Stored data entries
· · · · · · ·
PR #1514, opened 2025-09-30
SY-3022: Get Machine Info - Win11 Compatibility

nico-synnax:
# Issue Pull Request

## Linear Issue
[SY-3022](https://linear.app/synnax/issue/SY-3022/update-get-machine-info-for-win11)

## Basic Readiness

### DIFF
--- a/integration/tests/console/plot_abcd.py
+++ b/integration/tests/console/plot_abcd.py
@@ -7,8 +7,6 @@
 #  License, use of this software will be governed by the Apache License, Version 2.0,
 #  included in the file licenses/APL.txt.
 
-import synnax as sy
-
 from console.case import ConsoleCase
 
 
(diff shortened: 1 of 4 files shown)


integration/tests/console/plot_abcd.py
```diff
@@ -27,6 +29,8 @@ def setup(self) -> None:
         )
 
     def run(self) -> None:
+
+        sy.sleep(3)
```
pjdotson: this is fine to merge for now but I would really appreciate going through at some point in time and removing all of the sleeps from the test cases.

pjdotson (changes requested):
Good to merge after comment is (or isn't addressed).

integration/tests/console/plot_abcd.py
sy-nico: Updated to instead remove 3s of sleep from the parallel threads (rather than adding 3s to this one).
 
Test run:
https://github.com/synnaxlabs/synnax/actions/runs/18118645212/job/51559237350

PR #1533, opened 2025-10-04
SY-3018: Test NI Analog Task Forms & Benchmark NI DO Driver Loopback Latency

nico-synnax:
# Issue Pull Request

## Linear Issue

[SY-3018](https://linear.app/synnax/issue/SY-3018/test-obscure-ni-channel-types)

## Description

- New ni do driver latency loopback tesst
  - Write metadata to range 
- Test to verify NI Analog Task forms (did not create tasks)
  - Split amongs multiple test cases
- increase tc timeout
- Fix element get/set functions in console.py
 - no longer using sleep
 - faster playwright tests)

## Basic Readiness


integration/framework/test_case.py
```diff
@@ -755,8 +762,9 @@ def fail(self, message: Optional[str] = None) -> None:
     def execute(self) -> None:
         """Execute complete test lifecycle: setup -> run -> teardown."""
         try:
+            gc.disable()
```
pjdotson: Are we sure we want to be disabling garbage collection here for all tests? It seems like the default should be to keep it on.

integration/framework/utils.py
```diff
@@ -198,6 +199,14 @@ def get_memory_info() -> str:
     raise RuntimeError(f"Unable to get memory information for {platform.system()}")
 
 
+def get_cpu_cores() -> str:
+    """Get the number of CPU cores."""
+    try:
+        return f"{multiprocessing.cpu_count()} cores"
+    except Exception:
```
pjdotson: why are you silently ignoring this exception?

integration/console/console.py
```diff
@@ -358,9 +384,46 @@ def get_input_field(self, input_label: str) -> str:
...
+        for option in button_options:
+            try:
+                button = self.page.get_by_text(option).first
+                if button.count() > 0:
+                    button.wait_for(state="attached", timeout=300)
+                    class_name = button.get_attribute("class") or ""
+                    if "pluto-btn--filled" in class_name:
+                        return option
+            except:
+                continue
```
pjdotson: seems like you shouldn't be ignoring this exception

integration/console/task/ni_ai.py
```diff
@@ -0,0 +1,66 @@
...
+
+from playwright.sync_api import Page
+
+from .task import Task
+
+if TYPE_CHECKING:
+    from console.console import Console
+
+
+class NiAi(Task):
```
pjdotson: you should name these classes `NIAnalogInput`, it's a lot easier to read than `NiAi` (which sounds like some chemical compound, or even worse, the new National Instruments AI agent)

integration/console/task/ni_ao.py
```diff
@@ -0,0 +1,112 @@
...
+
+        Returns:
+            The created channel instance
+
+        Raises:
+            ValueError: If channel type is not supported for AO tasks
+        """
+        # Validate channel type
+        if type not in AO_CHANNEL_TYPES:
+            raise ValueError(
```
pjdotson, line 67: you can remove this check by better typing the `type` parameter

integration/console/task/ni.py
```diff
@@ -0,0 +1,246 @@
...
+    "Thermocouple": Thermocouple,
+    "Torque Bridge Table": TorqueBridgeTable,
+    "Torque Bridge Two-Point Linear": TorqueBridgeTwoPointLinear,
+    "Velocity IEPE": VelocityIEPE,
+    "Voltage": Voltage,
+}
+
+
+class Task(ConsolePage):
+    """NI Task automation interface for managing analog channels."""
```
pjdotson, line 25: If this stuff is NI specific, you should have a `integration/console/task/ni` folder

integration/console/task/channels/function_generator.py
```diff
@@ -0,0 +1,120 @@
...
+            waveform_options = ["Sine", "Triangle", "Square", "Sawtooth"]
+            for option in waveform_options:
+                try:
+                    button = console.page.get_by_text(option).first
+                    if button.count() > 0:
+                        class_name = button.get_attribute("class") or ""
+                        if "pluto-btn--filled" in class_name:
+                            values["Waveform"] = option
+                            break
+                except:
```
pjdotson: why are we ignoring errors here?

integration/console/task/channels/function_generator.py
```diff
@@ -0,0 +1,120 @@
...
+            else:
+                # Handle normally
+                try:
+                    actual_value = self.console.get_input_field(key)
+                except:
+                    actual_value = self.console.get_dropdown_value(key)
+
+            assert (
+                actual_value == expected_value
+            ), f"Channel {self.name} Form value '{key}' - Expected: {expected_value} - Actual: {actual_value}"
```
pjdotson: should we have this assert here? seems like if this is worth checking you should directly raise an exception

integration/console/task/channels/analog.py
```diff
@@ -0,0 +1,133 @@
...
+        min_val: Optional[float] = None,
+        max_val: Optional[float] = None,
+        custom_scale: Optional[
+            Literal[
+                "None",
+                "Linear",
+                "Map",
+                "Table",
+            ]
+        ] = None,
```
pjdotson, line 51: I feel like all of these options don't exist for all channel types

integration/console/task/channels/analog.py
```diff
@@ -0,0 +1,133 @@
...
+            console.select_from_dropdown(terminal_config)
+            values["Terminal Configuration"] = terminal_config
+        else:
+            try:
+                values["Terminal Configuration"] = console.get_dropdown_value(
+                    "Terminal Configuration"
+                )
+            except:
+                # Many AI types do not have a terminal config option.
+                pass
```
pjdotson: shouldn't silently ignore

integration/console/task/channels/analog.py
```diff
@@ -0,0 +1,133 @@
...
+            console.fill_input_field("Minimum Value", str(min_val))
+            values["Minimum Value"] = str(min_val)
+        elif type != "Microphone":
+            values["Minimum Value"] = console.get_input_field("Minimum Value")
+
+        if max_val is not None:
+            console.fill_input_field("Maximum Value", str(max_val))
+            values["Maximum Value"] = str(max_val)
+        elif type != "Microphone":
+            values["Maximum Value"] = console.get_input_field("Maximum Value")
```
pjdotson, line 108: why is this base class responsible for logic that is dependent on the type like microphone?

integration/tests/console/task/ni_ao_forms.py
```diff
@@ -0,0 +1,148 @@
...
+
+import platform
+import random
+
+import synnax as sy
+
+from console.case import ConsoleCase
+
+
+class Ni_Ao_Forms(ConsoleCase):
```
pjdotson: use PascalCase and not snake case (NIAnalogOutputForms)

integration/tests/console/task/ni_ao_forms.py
```diff
@@ -0,0 +1,148 @@
...
+        # Talks to NI MAX sim devices
+        rack_name = f"TestRack_{random.randint(100, 999)}"
+        device_name = "E203"
+        sy.sleep(5)
+        self._log_message("Creating NI Analog Write Task")
+        console.ni_ao.new()
+
+        # Check simple functionality
+        console.ni_ao.set_parameters(
+            task_name="DO_Test_task",
```
pjdotson: this is an ao test, right?

integration/tests/latency/driver_ni_do.py
```diff
@@ -0,0 +1,487 @@
...
+    get_cpu_cores,
+    get_machine_info,
+    get_memory_info,
+    get_synnax_version,
+)
+
+matplotlib.use("Agg")  # Use non-interactive backend
+
+
+class DriverNiDo(TestCase):
```
pjdotson: `DriverNIDigitalOutput`

integration/tests/latency/driver_ni_digital_write.py
```diff
@@ -0,0 +1,487 @@
...
+
+class DriverNiDo(TestCase):
+    """
+    Send a command to an NI DO channel and measure the latency between the
+    core and loop-back (python) timestamp.
+    """
+
+    def setup(self) -> None:
+        if platform.system().lower() != "windows":
+            self.auto_pass(msg="Windows DAQmx drivers required")
```
pjdotson, line 39: could we not install the linux drivers as well? not sure if that juice is worth the squeeze though

integration/tests/console/task/ni_ai_forms.py
```diff
@@ -0,0 +1,806 @@
...
+
+import platform
+import random
+
+import synnax as sy
+
+from console.case import ConsoleCase
+
+
+class Ni_Ai_Forms(ConsoleCase):
```
pjdotson: `NIAnalogReadForms`

integration/tests/console/task/ni_analog_read_forms.py
```diff
@@ -0,0 +1,806 @@
...
+            self.verify_pressure_bridge_table_inputs(device_name)
+        if mode == "d":
+            self.verify_pressure_bridge_two_point_linear_inputs(device_name)
+            self.verify_resistance_inputs(device_name)
+            self.verify_rtd_inputs(device_name)
+        if mode == "e":
+            self.verify_strain_gauge_inputs(device_name)
+            self.verify_temperature_built_in_sensor_inputs(device_name)
+            self.verify_thermocouple_inputs(device_name)
+        if mode == "f":
```
pjdotson, line 76: this mode stuff is really confusing. If they are just random things, why not just select a random integer instead of cutting a character off of the end of the name? Then we have these add modes: A,B,C,etc. with no semantic meaning.

integration/tests/console/task/ni_analog_read_forms.py
pjdotson, line 1: Seems like the really useful test would be to pull the device config from synnax via the client library and then check if the given field in the config matches what you tried to verify.

sy-nico: I would like to pair this. I am _mostly_ set up to do this. The EC2 instances have a bunch of simulated modules. I just need to spend the time to go through and define the proper configuration settings for each channel type.

I stopped short of this because it adds a layer of complexity. 

We will eventually need to verify configuration parameters are correct (as well as verifying the expected and generated sine wave data). The question is if we should do it in this PR or in a new one.

This wouldn't replace the form validation, as each channel form should maintain its state prior to configuration.

sy-nico: Spinning off the next set of tickets which will require time mapping everything out to configured devices. This PR will be to ensure we build the test code right.

A comprehensive suite of tests will require the following:
* Form functionality verification (this PR)
   * Checking input option can be set
   * Checking drop down elements can be selected 
* Task Status assertions 
   * A small "No Device" test was included in this PR.
   * Force errors when selecting a dropdown item that is not compatible with the channel type
   * Example is selecting "RSE" for accels. Our form allows this, but the task will throw a UnsupportedValueError. 
* Information synchronization to the Console if a client updates a task config.
* Verifying driver and sim data (sine wave analysis) at different settings

All of these will build off of the new code being added by this PR.

[SY-3096: Nominal NI Task Tests (Console)](https://linear.app/synnax/issue/SY-3096/nominal-ni-task-tests)
[SY-3097: NI Driver Tests (Client)](https://linear.app/synnax/issue/SY-3097/ni-driver-tests-client)
[SY-3098: Invalid NI Task Config Console Tests](https://linear.app/synnax/issue/SY-3098/invalid-ni-task-configuration-console-tests)
[SY-3099: Export/Load task configs test (Console)](https://linear.app/synnax/issue/SY-3098/invalid-ni-task-configuration-console-tests)

integration/console/task/ni_ai.py
sy-nico: OxygenPotassium 

Renaming to NIAnalogRead/Write for consistency with Synnax

integration/console/task/ni.py
sy-nico: I plan to move it once I start adding more task types. Until then, I will keep it at the current level to avoid unnecessary nesting.

integration/console/task/channels/analog.py
sy-nico: Because it's the only analog channel type that does not have a min/max input. The form for "microphone" does not confirm to the inputs that are used for the "Sound Pressure" types, so we will need to refactor there first before updating the test case
image

integration/tests/latency/driver_ni_digital_write.py
sy-nico: Yes we _could_ but I agree the juice is not worth the squeeze

- The majority of NI hardware users are running DAQmx on windows
- There's some overhead with getting it set up
- For now, we can mature the tests on windows. Once the tests and sim device configs have settled, we can import them into a linux machine.

integration/console/task/channels/analog.py
sy-nico: The way Synnax handles different scaling options is odd. Most all of the analog input types (with exception Temps I believe) have an option for custom scales. There is no distinction between a "Table" and "two-point linear" as different channel types. 

For example, "Force Bridge" _is_ the channel type with the ability to configure a custom scale (tabe, linear map ranges, polynomial)

image
image

https://linear.app/synnax/issue/SY-3105/fix-ni-channel-types-and-scales

integration/console/task/channels/function_generator.py
sy-nico: This file was deleted as "function generator" is an a mode of the analog output channels, not a channel type.

integration/tests/console/task/ni_analog_read_forms.py
sy-nico: This was done to split the test case into smaller chunks and run them concurrently. Running all of the functions sequentially will take about 5-6 minutes on the AWS servers. The split is arbitrary, but we don't want to test randomly since we want to ensure all channel types are covered. 

We need to balance minimizing the total time to run the tests and the number of playwright instances that the AWS servers can launch and handle before tests start to fail

Since I have to rename them all something separate, stripping off the letter to use as the "mode" means I can break things apart efficiently while preserving the names that are used for the test_case range and channel names
image

integration/console/task/ni_analog_read.py
```diff
@@ -0,0 +1,66 @@
...
+    from console.console import Console
+
+
+class NIAnalogRead(Task):
+    """NI Analog Read/Input Task automation interface."""
+
+    def __init__(self, page: Page, console: "Console") -> None:
+        super().__init__(page, console)
+        self.page_type = "NI Analog Read Task"
+        self.pluto_label = ".ni_ai_somethingsomething"
```
pjdotson: ??

integration/console/task/task.py
```diff
@@ -0,0 +1,244 @@
...
+    "Resistance": Resistance,
+    "RTD": RTD,
+    "Strain Gauge": StrainGauge,
+    "Temperature Built-In Sensor": TemperatureBuiltInSensor,
+    "Thermocouple": Thermocouple,
+    "Torque Bridge Table": TorqueBridgeTable,
+    "Torque Bridge Two-Point Linear": TorqueBridgeTwoPointLinear,
+    "Velocity IEPE": VelocityIEPE,
+    "Voltage": Voltage,
+}
```
pjdotson: This type of pattern is bad. This file / class is for a general NI analog task, yet it
needs to be aware of the specific types for analog read channels. Sure the code is fine
and works, but you have these circular dependencies that makes it harder to understand
the code. The NIAnalogRead class should be the one responsible for validating that a
channel type is a valid analog read type, not this task.

integration/console/task/ni.py
pjdotson: I know this is sort of the opposite advice I've given previously, but when its obvious
what direction we need to go in, then it's fine to cut to the chase and do the nesting
now. So we know we are probably eventually going to have a Task type for all tasks, then
like an NITask that is a subclass of that task, then AnalogRead, AnalogWrite,
DigitalRead, etc. So for right now lets have `integration/console/task/ni`, which has a
main class `Task` (this file), and then the `analog_read.py` and `analog_write.py` files
that have `AnalogRead` and `AnalogWrite` classes that inherit from `Task`. In the
future, a lot of the functionality in this file will get moved to another class that
contains code for LabJack, Modbus, etc.

integration/console/task/ni_analog_write.py
```diff
@@ -0,0 +1,100 @@
...
+}
+
+
+class NIAnalogWrite(Task):
+    """NI Analog Write/Output Task automation interface."""
+
+    def __init__(self, page: Page, console: "Console") -> None:
+        super().__init__(page, console)
+        self.page_type = "NI Analog Write Task"
+        self.pluto_label = ".ni_do_somethingsomething"
```
pjdotson: ??

integration/console/task/analog_write.py
```diff
@@ -0,0 +1,100 @@
...
+        result = super().new()
+        self.console.task = self
+        return result
+
+    def add_channel(
+        self,
+        name: str,
+        type: str,
+        device: str,
+        dev_name: Optional[str] = None,
```
pjdotson, line 46: why do we need device and dev_name separate here? all channels in an analog write task
need to be on the same device

integration/framework/utils.py
```diff
@@ -198,6 +199,11 @@ def get_memory_info() -> str:
     raise RuntimeError(f"Unable to get memory information for {platform.system()}")
 
 
+def get_cpu_cores() -> str:
```
pjdotson: This is a minor point but it makes more sense to for this to return an `int` and let the
caller format it how they want?

integration/tests/latency/driver_ni_digital_write.py
```diff
@@ -0,0 +1,487 @@
...
+        if not devices:
+            raise RuntimeError("No devices found")
+
+        device = None
+        for device in devices:
+            # Sim device must be set up in NI MAX
+            if device.location == "SYMod1":
+                dev = device
+                self.log(f"Found NI DO device: {dev.location}")
+                break
```
pjdotson: why not use the location key in the retrieve call versus this logic?

integration/tests/latency/driver_ni_digital_write.py
```diff
@@ -0,0 +1,487 @@
...
+        with tsk.run():
+            with client.open_streamer([do_1_state.key, do_state_time.key]) as stream:
+                with client.open_writer(sy.TimeStamp.now(), do_1_cmd.key) as writer:
+
+                    start_time = sy.TimeStamp.now()
+                    now_time = sy.TimeStamp.now()
+                    cmd_state: bool = False
+
+                    self.log("Begin latency test")
+                    while (now_time - start_time) < sy.TimeSpan.SECOND * 3:
```
pjdotson: could use `start_time.since` instead of tracking `now_time` as well

integration/tests/latency/driver_ni_digital_write.py
```diff
@@ -0,0 +1,487 @@
...
+        assert stats_loop["std"] <= 4, "Loop std latency is greater than 4 ms"
+
+        assert stats_driver["p90"] <= 6, "Driver p90 latency is greater than 6 ms"
+        assert stats_loop["p90"] <= 6, "Loop p90 latency is greater than 6 ms"
+
+        assert stats_driver["p95"] <= 8, "Driver p95 latency is greater than 8 ms"
+        assert stats_loop["p95"] <= 8, "Loop p95 latency is greater than 8 ms"
+
+        assert stats_driver["p99"] <= 10, "Driver p99 latency is greater than 10 ms"
+        assert stats_loop["p99"] <= 10, "Loop p99 latency is greater than 10 ms"
```
pjdotson, line 301: less than not greater than in these logs

.github/workflows/test.integration.yaml
pjdotson, line 1: What do you think about also running the integration tests on PRs that modify the
`integration` folder as well? that way we make sure changes to this folder still result
in all tests passing.

pjdotson (changes requested):
Looks pretty good, just a few comments. Make sure that you backmerge `rc` as well.

integration/console/task/analog_write.py
sy-nico: because the dev_name is used to name the device when configuring it (using the modal). The parameters are different and have different validation rules as well. I would agree that this can be simplified, but it falls under the umbrella of refactoring how we present/name devices to the user (for example, we should be using location as the name)

integration/tests/latency/driver_ni_digital_write.py
sy-nico: Python assertion message strings describe the failure case

.github/workflows/test.integration.yaml
sy-nico: I looked into making that happen, but you cannot have duplicate keys in the yamls. We would have to enable the test on both branches for the same set of changes. I could add some logic into the workflow to check conditions, but I need to be cautious about impacting the current ref_run logic

PR #1538, opened 2025-10-05
SY-3082: Fix C++ Compiler Warnings

emilbon99:
# Issue Pull Request

## Linear Issue

[SY-3082](https://linear.app/synnax/issue/SY-3082/fix-all-c-compiler-warnings)

## Description

Does two things:

1. Disables all compiler warnings that come from external dependencies. There's nothing we can do about them, and they clog local and CI build logs.
2. Fixes all compiler warnings in the current build.

## Basic Readiness

### DIFF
· · · · · · ·
- **Aim of the exercise**
Check each line of the records above for "changes", and copy those that have it.

- **Result for this exercise**
pjdotson (changes requested):
`integration` folder as well? that way we make sure changes to this folder still result
pjdotson (changes requested):
sy-nico: I looked into making that happen, but you cannot have duplicate keys in the yamls. We would have to enable the test on both branches for the same set of changes. I could add some logic into the workflow to check conditions, but I need to be cautious about impacting the current ref_run logic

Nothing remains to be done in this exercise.